____ DATA RECORDS

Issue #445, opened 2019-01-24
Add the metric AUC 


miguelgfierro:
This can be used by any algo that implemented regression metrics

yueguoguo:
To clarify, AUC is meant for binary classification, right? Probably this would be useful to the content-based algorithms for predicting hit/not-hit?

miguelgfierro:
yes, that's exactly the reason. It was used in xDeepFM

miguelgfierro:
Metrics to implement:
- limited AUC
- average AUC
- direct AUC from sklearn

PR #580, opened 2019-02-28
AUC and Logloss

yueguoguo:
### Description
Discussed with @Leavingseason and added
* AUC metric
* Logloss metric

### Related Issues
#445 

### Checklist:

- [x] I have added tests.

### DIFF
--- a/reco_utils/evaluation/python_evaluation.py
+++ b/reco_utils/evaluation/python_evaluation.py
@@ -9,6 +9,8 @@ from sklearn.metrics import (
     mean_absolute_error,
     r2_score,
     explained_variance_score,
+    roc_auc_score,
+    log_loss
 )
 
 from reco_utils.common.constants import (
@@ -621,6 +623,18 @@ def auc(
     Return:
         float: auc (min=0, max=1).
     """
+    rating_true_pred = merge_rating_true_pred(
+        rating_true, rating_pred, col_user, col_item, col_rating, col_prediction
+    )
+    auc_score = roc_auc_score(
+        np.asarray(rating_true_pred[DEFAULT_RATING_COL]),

________
____ DATA RECORDS

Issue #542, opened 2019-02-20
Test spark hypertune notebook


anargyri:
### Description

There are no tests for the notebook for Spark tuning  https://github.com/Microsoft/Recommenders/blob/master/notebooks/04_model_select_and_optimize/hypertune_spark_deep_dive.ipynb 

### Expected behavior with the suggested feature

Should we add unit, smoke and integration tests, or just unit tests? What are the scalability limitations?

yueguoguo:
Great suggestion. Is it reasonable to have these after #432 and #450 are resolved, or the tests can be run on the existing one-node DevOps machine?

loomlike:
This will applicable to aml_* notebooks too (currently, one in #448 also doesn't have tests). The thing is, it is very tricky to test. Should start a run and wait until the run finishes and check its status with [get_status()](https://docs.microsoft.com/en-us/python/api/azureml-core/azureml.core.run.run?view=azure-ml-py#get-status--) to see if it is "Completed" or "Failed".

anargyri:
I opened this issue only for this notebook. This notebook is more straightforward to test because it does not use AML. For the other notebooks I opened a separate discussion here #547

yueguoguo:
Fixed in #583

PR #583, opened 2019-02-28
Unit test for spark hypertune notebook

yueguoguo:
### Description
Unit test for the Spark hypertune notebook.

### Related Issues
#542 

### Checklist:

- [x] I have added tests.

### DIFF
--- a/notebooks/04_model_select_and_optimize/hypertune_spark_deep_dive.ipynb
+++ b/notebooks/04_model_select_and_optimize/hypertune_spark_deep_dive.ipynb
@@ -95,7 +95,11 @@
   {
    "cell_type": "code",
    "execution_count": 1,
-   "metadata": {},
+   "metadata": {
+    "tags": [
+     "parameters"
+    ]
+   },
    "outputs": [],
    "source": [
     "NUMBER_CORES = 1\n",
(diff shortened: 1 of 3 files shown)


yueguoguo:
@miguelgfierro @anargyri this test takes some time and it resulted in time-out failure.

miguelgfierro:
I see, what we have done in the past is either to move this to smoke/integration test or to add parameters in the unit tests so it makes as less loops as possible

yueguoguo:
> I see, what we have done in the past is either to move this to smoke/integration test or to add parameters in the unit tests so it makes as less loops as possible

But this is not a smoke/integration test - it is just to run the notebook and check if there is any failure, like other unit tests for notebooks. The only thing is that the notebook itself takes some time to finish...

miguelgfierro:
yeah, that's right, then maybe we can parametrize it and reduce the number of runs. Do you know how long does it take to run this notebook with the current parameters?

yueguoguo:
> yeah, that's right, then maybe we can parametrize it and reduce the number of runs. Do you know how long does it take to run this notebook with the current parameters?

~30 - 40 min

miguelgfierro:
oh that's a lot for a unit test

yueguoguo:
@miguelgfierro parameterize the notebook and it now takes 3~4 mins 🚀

________

YOUR OBJECTIVE - Please give back, exactly as it stands above, the stretch from the line with "Test spark hypertune notebook" through the line with "Great suggestion. Is", and no line outside it.

RESULT OF THIS TASK -
Test spark hypertune notebook


anargyri:
### Description

There are no tests for the notebook for Spark tuning  https://github.com/Microsoft/Recommenders/blob/master/notebooks/04_model_select_and_optimize/hypertune_spark_deep_dive.ipynb 

### Expected behavior with the suggested feature

Should we add unit, smoke and integration tests, or just unit tests? What are the scalability limitations?

yueguoguo:
Great suggestion. Is it reasonable to have these after #432 and #450 are resolved, or the tests can be run on the existing one-node DevOps machine?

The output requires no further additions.